> **Work to be completed**:
Among the entries beneath this sentence, how many lines include the word "https"? Only the number is wanted.

> **Task material**:

PR #4164, opened 2021-02-04
tiltfile: Adds links to dc_resources

ebenoist:
Adds `links()` support to `dc_resource` for parity with k8s and local. I tried following the original local pr to add links, but I'm sure I've missed a thing or two.

### DIFF
--- a/internal/tiltfile/tiltfile_test.go
+++ b/internal/tiltfile/tiltfile_test.go
@@ -47,6 +47,7 @@ import (
 
 type localResourceLinks []model.Link
 type k8sResourceLinks []model.Link
+type dcResourceLinks []model.Link
 
 const simpleDockerfile = "FROM golang:1.10"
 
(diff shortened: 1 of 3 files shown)


internal/tiltfile/tiltfile_test.go
```diff
@@ -814,6 +815,30 @@ k8s_resource('foo', links=EXPR)
 				db(image("gcr.io/foo")),
 				deployment("foo"))
 		})
+
+		t.Run("dc-"+c.name, func(t *testing.T) {
+			f := newFixture(t)
+			defer f.TearDown()
+
+			f.setupFoo()
```
nicks, line 823: this sets up a kubernetes file. i think you need a docker_compose file? something like

```
	f.file("docker-compose.yml", `version: '3'
services:
  foo:
    image: gcr.io/foo
`)
```

and then drop

```
docker_compose('docker-compose.yml')
```

next to dc_resource

nicks (commented):
nice addition! but i think the tests are failing? added a comment below

internal/tiltfile/tiltfile_test.go
ebenoist: Will do! Thanks for taking a look

ebenoist: Got the tests appropriately setup (and more importantly passing).

nicks (approved):
wooo this is great thank you. LGTM!

I think we'll also need to modify this function:
https://github.com/tilt-dev/tilt/blob/master/internal/store/engine_state.go#L698
to get the links into the UI (which merges the implied ports and the explicit ports), but that's ok as a separate PR

ebenoist:
> wooo this is great thank you. LGTM!
> 
> I think we'll also need to modify this function:
> https://github.com/tilt-dev/tilt/blob/master/internal/store/engine_state.go#L698
> to get the links into the UI (which merges the implied ports and the explicit ports), but that's ok as a separate PR

Added this here! https://github.com/tilt-dev/tilt/pull/4175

> **Task result**:
3